Media watchdog Reporters Sans Frontières on Tuesday said the coming decade will be decisive for the future of journalism, with the coronavirus pandemic “highlighting and amplifying the many crises that threaten the right to freely reported, independent, diverse and reliable information”.
In the latest World Press Freedom Index the watchdog said the looming health crisis could serve as an excuse for governments to take advantage of the fact that politics are on hold, the public is stunned and protests are out of the question, in order to impose measures that would be impossible in normal times. “For this decisive decade to not be a disastrous one, people of goodwill, whoever they are, must campaign for journalists to be able to fulfill their role as society’s trusted third parties,” it said.
Citing examples of China and Iran, who “censored their major coronavirus outbreaks extensively”, the media watchdog said there is a clear correlation between suppression of media freedom in response to the coronavirus pandemic, and a country’s ranking in the index.

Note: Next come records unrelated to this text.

PR #2027, opened 2026-03-10
fix(tui): normalize tabs in editor setText and input paths

haoqixu:
Tab characters entered via external editor (ctrl+g) bypassed normalization and were stored raw in editor state, causing `tui` rendering issue.

This PR adds a private `normalizeText()` in Editor that handles `\r\n`/`\r` → `\n` and `\t` → 4 spaces. Apply it in `setText` (covers external editor and all programmatic callers) and `insertTextAtCursorInternal` (covers paste and
 `insertTextAtCursor`). `setTextInternal` is internal-only with guaranteed-clean input so it does no normalization.

### DIFF
--- a/packages/tui/src/components/editor.ts
+++ b/packages/tui/src/components/editor.ts
@@ -267,7 +267,7 @@ export class Editor implements Component, Focusable {
 
 	/** Internal setText that doesn't reset history state - used by navigateHistory */
 	private setTextInternal(text: string): void {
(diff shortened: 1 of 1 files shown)


haoqixu:
before:

https://github.com/user-attachments/assets/1a1415d4-1528-482a-b648-eee8e0edc80c

after:

https://github.com/user-attachments/assets/b9979948-1d29-4f5e-9b32-de8ac9300578

badlogic:
cheers!

Issue #2044, opened 2026-03-11
[bug] Edit tool fails to match Chinese text - missing NFKC normalization


octo-bot33:
## Summary

Edit tool fails to match Chinese text when using fuzzy matching. The `normalizeForFuzzyMatch` function does not apply Unicode NFKC normalization, causing Chinese characters with different encodings to not match.

## Steps to reproduce

1. Use the edit tool to modify a file containing Chinese characters
2. Try to match text with a slight variation in character encoding
3. The fuzzy match fails to find the text

## Root cause analysis

In `packages/coding-agent/src/core/tools/edit-diff.ts`, the `normalizeForFuzzyMatch` function:

```typescript
function normalizeForFuzzyMatch(text: string): string {
    // Missing NFKC normalization
    return text.trim().toLowerCase();
}
```

Chinese characters may have multiple Unicode representations (e.g., 全角 vs 半角, different combining characters). Without NFKC normalization, the same character can have different code points.

## Suggested fix

Add Unicode NFKC normalization:

```typescript
function normalizeForFuzzyMatch(text: string): string {
    return text.normalize("NFKC").trim().toLowerCase();
}
```

## Environment

- pi-mono version: latest
- Using edit-diff.ts in coding-agent package

## Related

- OpenClaw issue: #18132 (edit tool exact match)
- OpenClaw issue: #17672 (FTS regex ignores non-ASCII)

octo-bot33:
I have already fixed this issue in my fork. The fix adds NFKC normalization to the `normalizeForFuzzyMatch` function. If you agree, I can create a PR to merge this fix.

The fix:

\`\`\`typescript
function normalizeForFuzzyMatch(text: string): string {
    return text.normalize("NFKC").trim().toLowerCase();
}
\`\`\`

PR #2046, opened 2026-03-11
fix(edit-diff): add NFKC normalization for Chinese text matching

Jah-yee:
## Summary

- Add Unicode NFKC normalization at the start of `normalizeForFuzzyMatch`
- This ensures Chinese characters with different encodings can match correctly
- Fixes issue #2044

## Changes

- Added `.normalize("NFKC")` call in `packages/coding-agent/src/core/tools/edit-diff.ts`

## Testing

- The fix adds NFKC normalization which is a standard Unicode normalization form
- This should not affect existing functionality for ASCII text

Co-authored-by: OpenClaw <openclaw@sparklab.ai>


octo-bot33:
Thanks for this PR! I opened issue #2044 for this problem. Hope you can keep this PR open or re-open it after the maintainers respond. This fix is exactly what we need! 👍

PR #2058, opened 2026-03-11
feat: allow injecting pre-built Anthropic client

### LINKED ISSUE #2057: feat: allow injecting pre-built Anthropic client for Vertex AI extensions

Meanwhile, India found itself two positions lower in the latest press freedom index. India is ranked at the 142nd position. North Korea ranked bottom of the group’s press freedom index. Like 2019, Norway again topped its ranking of 180 countries and territories.
The report also cited the longest “electronic curfew” in the history in Jammu and Kashmir since August 5, when the Indian authorities stripped the region of its special status and bifurcated it into Union Territories. “One of the most salient crises is geopolitical, caused by leaders of dictatorial, authoritarian or populist regimes making every effort to suppress information and impose their visions of a world without pluralism and independent journalism,” it said.
The pandemic has amplified the spread of rumours and fake news as quickly as the virus itself, the report noted. In countries such as India, Russia, Philippines and Vietnam, state troll armies use “the weapon of disinformation on social media”, the media watchdog observed.
Overall, the report judged press freedom to be “satisfactory” in the United States, but also said public denigration, threats, and harassment of journalists continued to be a serious problem last year. The US ranked 45th on the group’s list, behind countries in Europe, Africa, Asia, Oceania, Latin America and the Caribbean.
However, hostility toward journalists and news outlets in the United States deepened and intensified, and “few attacks were as vitriolic as those that came from the [US] president [Donald Trump]”. The report highlighted Trump’s hostility toward some journalists and media outlets and said his “oft-deployed fake news phrase has now been deployed by leaders around the world as a tool to crack down on the media”.
“The abuse is only getting worse amid the coronavirus pandemic in 2020, as journalists covering the Trump administration’s response to the crisis are subjected to the president’s attacks during his press briefings,” it said.
The report also mentioned the economic threats to the future of journalism such as job cuts gutting newsrooms. It said that a weak regulation of digital technologies has created “information chaos, blurring lines between fact, fiction, propaganda and advertising”.